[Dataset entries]
════

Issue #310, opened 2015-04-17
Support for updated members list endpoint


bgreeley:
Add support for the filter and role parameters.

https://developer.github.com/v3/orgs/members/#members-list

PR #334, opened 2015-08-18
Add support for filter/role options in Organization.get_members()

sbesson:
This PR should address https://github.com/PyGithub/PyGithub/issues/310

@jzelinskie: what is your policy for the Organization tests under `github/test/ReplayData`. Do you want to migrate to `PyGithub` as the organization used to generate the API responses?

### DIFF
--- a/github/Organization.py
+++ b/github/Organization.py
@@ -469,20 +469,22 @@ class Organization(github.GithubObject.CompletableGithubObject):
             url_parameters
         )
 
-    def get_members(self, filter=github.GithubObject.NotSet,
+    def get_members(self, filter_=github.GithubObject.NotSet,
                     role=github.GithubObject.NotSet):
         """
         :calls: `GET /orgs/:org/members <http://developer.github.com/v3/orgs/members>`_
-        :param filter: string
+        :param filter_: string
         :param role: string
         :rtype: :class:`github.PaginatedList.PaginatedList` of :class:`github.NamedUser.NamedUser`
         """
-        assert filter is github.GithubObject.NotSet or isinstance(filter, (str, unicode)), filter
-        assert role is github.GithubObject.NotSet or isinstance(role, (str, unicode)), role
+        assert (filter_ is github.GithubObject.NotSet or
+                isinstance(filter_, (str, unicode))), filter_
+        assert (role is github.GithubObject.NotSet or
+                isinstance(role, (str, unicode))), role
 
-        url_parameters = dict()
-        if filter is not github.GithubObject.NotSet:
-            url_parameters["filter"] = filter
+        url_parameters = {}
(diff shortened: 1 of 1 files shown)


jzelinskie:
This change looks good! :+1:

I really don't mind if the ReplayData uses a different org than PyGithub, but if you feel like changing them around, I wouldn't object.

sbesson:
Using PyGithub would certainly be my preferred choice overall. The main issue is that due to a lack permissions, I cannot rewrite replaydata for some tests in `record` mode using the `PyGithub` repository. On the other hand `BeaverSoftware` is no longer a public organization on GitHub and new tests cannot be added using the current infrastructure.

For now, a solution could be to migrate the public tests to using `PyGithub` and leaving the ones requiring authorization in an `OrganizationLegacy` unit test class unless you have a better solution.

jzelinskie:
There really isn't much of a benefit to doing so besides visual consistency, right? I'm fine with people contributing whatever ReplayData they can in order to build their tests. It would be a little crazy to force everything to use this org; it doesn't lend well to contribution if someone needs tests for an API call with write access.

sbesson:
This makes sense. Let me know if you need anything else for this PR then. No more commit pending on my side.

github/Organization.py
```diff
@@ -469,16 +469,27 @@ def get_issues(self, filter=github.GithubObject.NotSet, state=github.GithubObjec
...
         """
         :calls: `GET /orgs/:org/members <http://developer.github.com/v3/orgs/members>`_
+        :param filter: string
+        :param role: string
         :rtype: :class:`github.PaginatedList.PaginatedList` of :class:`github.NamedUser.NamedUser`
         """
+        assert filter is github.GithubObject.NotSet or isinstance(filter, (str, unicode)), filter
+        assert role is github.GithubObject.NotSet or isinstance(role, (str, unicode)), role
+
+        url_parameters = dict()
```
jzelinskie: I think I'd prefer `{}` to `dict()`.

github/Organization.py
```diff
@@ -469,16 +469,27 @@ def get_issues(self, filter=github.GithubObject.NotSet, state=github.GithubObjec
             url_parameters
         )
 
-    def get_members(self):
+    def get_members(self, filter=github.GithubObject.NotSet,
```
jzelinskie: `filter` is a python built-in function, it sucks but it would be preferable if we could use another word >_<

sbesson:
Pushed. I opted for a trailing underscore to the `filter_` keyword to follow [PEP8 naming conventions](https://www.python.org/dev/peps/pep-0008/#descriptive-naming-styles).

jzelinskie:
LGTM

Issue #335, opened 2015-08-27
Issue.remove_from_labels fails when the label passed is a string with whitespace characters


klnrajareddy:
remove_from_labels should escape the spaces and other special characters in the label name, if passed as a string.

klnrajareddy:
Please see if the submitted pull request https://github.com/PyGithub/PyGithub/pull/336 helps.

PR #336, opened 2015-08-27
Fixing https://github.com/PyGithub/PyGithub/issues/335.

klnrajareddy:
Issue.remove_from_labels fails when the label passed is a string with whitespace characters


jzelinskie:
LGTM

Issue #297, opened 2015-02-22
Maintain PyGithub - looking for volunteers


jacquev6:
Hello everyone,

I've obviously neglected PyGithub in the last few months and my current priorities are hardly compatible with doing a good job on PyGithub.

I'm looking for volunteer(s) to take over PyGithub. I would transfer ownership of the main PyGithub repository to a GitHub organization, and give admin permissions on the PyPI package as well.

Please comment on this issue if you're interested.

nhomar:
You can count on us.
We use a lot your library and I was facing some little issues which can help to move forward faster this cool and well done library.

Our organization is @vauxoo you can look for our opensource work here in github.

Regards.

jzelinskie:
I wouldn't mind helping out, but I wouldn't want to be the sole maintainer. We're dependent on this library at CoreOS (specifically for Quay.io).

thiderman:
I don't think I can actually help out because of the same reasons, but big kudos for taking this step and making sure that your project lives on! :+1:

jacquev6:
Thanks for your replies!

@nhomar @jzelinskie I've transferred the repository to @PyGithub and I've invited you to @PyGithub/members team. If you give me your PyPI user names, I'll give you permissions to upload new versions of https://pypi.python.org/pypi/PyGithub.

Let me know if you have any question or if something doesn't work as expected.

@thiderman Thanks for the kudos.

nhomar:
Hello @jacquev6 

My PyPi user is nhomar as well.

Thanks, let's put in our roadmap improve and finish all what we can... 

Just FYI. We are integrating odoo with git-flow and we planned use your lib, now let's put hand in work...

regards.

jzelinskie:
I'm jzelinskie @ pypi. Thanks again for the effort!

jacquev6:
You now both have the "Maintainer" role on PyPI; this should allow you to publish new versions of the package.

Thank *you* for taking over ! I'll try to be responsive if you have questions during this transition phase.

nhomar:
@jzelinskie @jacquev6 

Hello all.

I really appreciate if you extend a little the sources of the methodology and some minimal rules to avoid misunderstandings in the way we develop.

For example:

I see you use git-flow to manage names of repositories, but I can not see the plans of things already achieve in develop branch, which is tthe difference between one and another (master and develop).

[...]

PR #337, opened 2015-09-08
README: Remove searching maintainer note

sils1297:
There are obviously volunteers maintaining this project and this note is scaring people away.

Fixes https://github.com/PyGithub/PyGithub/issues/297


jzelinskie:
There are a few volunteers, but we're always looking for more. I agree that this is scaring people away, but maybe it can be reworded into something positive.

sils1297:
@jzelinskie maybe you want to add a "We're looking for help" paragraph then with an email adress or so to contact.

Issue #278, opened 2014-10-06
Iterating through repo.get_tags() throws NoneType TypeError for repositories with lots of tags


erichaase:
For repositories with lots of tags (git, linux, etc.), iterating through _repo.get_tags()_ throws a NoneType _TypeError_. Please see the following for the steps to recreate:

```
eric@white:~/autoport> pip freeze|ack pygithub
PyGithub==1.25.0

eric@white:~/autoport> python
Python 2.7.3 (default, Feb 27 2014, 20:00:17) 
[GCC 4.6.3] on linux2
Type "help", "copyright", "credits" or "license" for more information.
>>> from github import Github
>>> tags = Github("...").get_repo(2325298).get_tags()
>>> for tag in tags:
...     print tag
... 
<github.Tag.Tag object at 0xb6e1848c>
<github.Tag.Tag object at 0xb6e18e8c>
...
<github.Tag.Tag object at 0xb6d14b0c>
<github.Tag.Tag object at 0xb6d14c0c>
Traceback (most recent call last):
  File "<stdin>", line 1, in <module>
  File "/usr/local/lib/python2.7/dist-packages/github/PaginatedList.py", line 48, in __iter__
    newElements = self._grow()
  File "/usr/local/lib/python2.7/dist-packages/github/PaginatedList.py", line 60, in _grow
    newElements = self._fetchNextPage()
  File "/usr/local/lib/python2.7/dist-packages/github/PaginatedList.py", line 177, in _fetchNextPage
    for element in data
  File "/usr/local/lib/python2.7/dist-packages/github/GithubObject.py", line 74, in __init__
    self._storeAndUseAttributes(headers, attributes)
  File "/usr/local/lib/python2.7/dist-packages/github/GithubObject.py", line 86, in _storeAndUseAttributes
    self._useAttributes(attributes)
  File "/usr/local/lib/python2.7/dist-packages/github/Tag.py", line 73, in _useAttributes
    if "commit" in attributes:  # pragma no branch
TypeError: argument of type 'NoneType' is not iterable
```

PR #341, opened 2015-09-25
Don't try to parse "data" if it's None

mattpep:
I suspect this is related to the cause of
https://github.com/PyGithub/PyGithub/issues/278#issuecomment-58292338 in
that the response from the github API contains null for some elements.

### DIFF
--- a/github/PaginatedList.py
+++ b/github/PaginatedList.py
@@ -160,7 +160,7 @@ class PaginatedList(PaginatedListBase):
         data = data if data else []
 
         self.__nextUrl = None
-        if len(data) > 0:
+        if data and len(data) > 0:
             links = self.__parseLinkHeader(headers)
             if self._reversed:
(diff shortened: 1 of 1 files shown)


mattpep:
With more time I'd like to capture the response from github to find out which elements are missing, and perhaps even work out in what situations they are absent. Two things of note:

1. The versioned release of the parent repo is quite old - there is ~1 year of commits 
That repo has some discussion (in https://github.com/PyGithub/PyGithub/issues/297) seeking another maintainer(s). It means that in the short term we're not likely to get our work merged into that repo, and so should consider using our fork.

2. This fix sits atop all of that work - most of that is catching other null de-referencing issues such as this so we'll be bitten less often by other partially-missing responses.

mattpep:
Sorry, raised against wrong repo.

════

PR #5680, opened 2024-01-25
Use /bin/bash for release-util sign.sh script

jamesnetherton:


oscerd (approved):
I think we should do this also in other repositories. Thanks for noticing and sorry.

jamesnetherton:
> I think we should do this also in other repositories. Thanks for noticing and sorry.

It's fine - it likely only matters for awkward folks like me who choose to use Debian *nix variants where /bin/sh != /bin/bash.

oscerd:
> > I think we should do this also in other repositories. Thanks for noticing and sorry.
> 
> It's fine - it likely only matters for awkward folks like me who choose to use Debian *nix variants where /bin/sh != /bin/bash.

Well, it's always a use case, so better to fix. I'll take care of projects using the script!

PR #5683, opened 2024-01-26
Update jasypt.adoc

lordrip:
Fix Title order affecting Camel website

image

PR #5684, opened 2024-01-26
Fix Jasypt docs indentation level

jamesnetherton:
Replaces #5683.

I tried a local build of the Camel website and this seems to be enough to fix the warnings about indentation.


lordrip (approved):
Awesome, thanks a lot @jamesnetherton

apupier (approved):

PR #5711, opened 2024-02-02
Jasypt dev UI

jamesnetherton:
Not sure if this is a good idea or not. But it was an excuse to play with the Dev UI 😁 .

════

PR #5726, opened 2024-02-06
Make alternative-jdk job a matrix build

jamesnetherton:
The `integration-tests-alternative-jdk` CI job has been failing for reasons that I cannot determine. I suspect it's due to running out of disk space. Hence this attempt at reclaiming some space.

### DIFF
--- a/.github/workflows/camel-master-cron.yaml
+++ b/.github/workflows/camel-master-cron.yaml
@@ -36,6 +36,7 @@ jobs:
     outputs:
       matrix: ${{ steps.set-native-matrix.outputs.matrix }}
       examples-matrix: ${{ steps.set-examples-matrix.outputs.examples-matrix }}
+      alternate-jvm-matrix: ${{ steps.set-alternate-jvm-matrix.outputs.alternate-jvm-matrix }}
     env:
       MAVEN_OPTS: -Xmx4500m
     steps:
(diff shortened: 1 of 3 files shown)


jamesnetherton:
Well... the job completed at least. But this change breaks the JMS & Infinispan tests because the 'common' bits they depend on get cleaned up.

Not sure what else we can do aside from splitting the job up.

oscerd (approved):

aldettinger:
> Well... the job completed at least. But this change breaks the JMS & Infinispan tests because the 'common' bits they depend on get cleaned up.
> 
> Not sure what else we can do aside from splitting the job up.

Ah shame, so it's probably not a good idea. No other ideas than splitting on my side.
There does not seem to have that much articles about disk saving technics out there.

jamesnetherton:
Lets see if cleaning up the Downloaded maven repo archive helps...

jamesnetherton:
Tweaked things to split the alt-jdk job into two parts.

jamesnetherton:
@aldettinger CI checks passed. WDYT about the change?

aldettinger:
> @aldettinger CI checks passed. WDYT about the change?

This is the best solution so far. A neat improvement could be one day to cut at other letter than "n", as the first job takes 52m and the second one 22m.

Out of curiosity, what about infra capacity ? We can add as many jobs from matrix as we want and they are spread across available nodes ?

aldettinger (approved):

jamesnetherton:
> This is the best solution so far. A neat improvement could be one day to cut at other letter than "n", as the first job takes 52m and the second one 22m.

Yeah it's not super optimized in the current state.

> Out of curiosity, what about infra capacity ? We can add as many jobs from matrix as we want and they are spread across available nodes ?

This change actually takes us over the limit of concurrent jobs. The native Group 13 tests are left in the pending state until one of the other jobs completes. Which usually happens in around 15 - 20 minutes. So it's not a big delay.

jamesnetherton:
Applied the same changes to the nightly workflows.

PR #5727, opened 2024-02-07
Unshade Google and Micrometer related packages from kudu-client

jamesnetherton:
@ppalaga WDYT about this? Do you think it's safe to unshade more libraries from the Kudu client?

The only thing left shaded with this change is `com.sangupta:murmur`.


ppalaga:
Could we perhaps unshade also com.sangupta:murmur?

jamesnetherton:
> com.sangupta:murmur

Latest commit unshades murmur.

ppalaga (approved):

════

In the entries above, the lines between the one holding "Issue #310, opened 2015-04-17" and the one holding "PR #334, opened 2015-08-18", inclusive, are to be printed exactly as written, and those alone.

Issue #310, opened 2015-04-17
Support for updated members list endpoint


bgreeley:
Add support for the filter and role parameters.

https://developer.github.com/v3/orgs/members/#members-list

PR #334, opened 2015-08-18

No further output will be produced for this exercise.